* What you need to do: A word-for-word restatement of every record is required.

(Saved data entries)
——

PR #1068, opened 2019-07-18
Created confirmation dialog before deleting hook

### LINKED ISSUE #957: [UI] Confirmation dialog when deleting a hook
Destructive actions (e.g., a delete operation) should have a confirmation step.
It’s an added click but will prevent accidental data loss frustration.

STR:

1. Navigate to http://localhost:5080/hooks/garbage/abc456
2. Hover/Click on the triple vertical dots icon then click on "Delete Hook"

Screen Shot 2019-07-02 at 3 59 57 PM

**Actual:** The client will try to delete right away

**Expected:** A confirmation dialog shows up using the custom [DialogAction](https://github.com/taskcluster/taskcluster/blob/master/ui/src/components/DialogAction/index.jsx) component.

rbrishabh:
Fixes #957 
@helfi92 

Before: No confirmation dialog on deleting hook.

After:

is this ok

Confirmation dialog box comes first on deleting hook.

Let me know if this needs any changes!
Thank you! :)

### DIFF
--- a/ui/src/components/HookForm/index.jsx
+++ b/ui/src/components/HookForm/index.jsx
@@ -141,24 +141,12 @@ const initialHook = {
 }))
 /** A form to view/edit/create a hook */
 export default class HookForm extends Component {
-  static defaultProps = {
-    isNewHook: false,
-    hook: initialHook,
-    hookLastFires: null,
-    onTriggerHook: null,
-    onCreateHook: null,
-    onUpdateHook: null,
-    onDeleteHook: null,
-    actionLoading: false,
-    dialogError: null,
-  };
-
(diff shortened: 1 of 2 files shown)


rbrishabh:
I saw the changes you did as well.

I thought it was okay to use the same props for dialog close and dialog error of DialogOpen for DialogDeleteActionHook as well.

I understood that now. Thank you again. 

And you're welcome!

I would be around here to contribute more, so if I can be of any service, just tag me! :D

helfi92:
Nice. Are you interested in https://github.com/taskcluster/taskcluster/issues/1073? Comment on the bug directly if you are :)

——

* Answer for the task:
PR #1068, opened 2019-07-18
Created confirmation dialog before deleting hook

### LINKED ISSUE #957: [UI] Confirmation dialog when deleting a hook
Destructive actions (e.g., a delete operation) should have a confirmation step.
It’s an added click but will prevent accidental data loss frustration.

STR:

1. Navigate to http://localhost:5080/hooks/garbage/abc456
2. Hover/Click on the triple vertical dots icon then click on "Delete Hook"

Screen Shot 2019-07-02 at 3 59 57 PM

**Actual:** The client will try to delete right away

**Expected:** A confirmation dialog shows up using the custom [DialogAction](https://github.com/taskcluster/taskcluster/blob/master/ui/src/components/DialogAction/index.jsx) component.

rbrishabh:
Fixes #957 
@helfi92 

Before: No confirmation dialog on deleting hook.

After:

is this ok

Confirmation dialog box comes first on deleting hook.

Let me know if this needs any changes!
Thank you! :)

### DIFF
--- a/ui/src/components/HookForm/index.jsx
+++ b/ui/src/components/HookForm/index.jsx
@@ -141,24 +141,12 @@ const initialHook = {
 }))
 /** A form to view/edit/create a hook */
 export default class HookForm extends Component {
-  static defaultProps = {
-    isNewHook: false,
-    hook: initialHook,
-    hookLastFires: null,
-    onTriggerHook: null,
-    onCreateHook: null,
-    onUpdateHook: null,
-    onDeleteHook: null,
-    actionLoading: false,
-    dialogError: null,
-  };
-
(diff shortened: 1 of 2 files shown)


rbrishabh:
I saw the changes you did as well.

I thought it was okay to use the same props for dialog close and dialog error of DialogOpen for DialogDeleteActionHook as well.

I understood that now. Thank you again. 

And you're welcome!

I would be around here to contribute more, so if I can be of any service, just tag me! :D

helfi92:
Nice. Are you interested in https://github.com/taskcluster/taskcluster/issues/1073? Comment on the bug directly if you are :)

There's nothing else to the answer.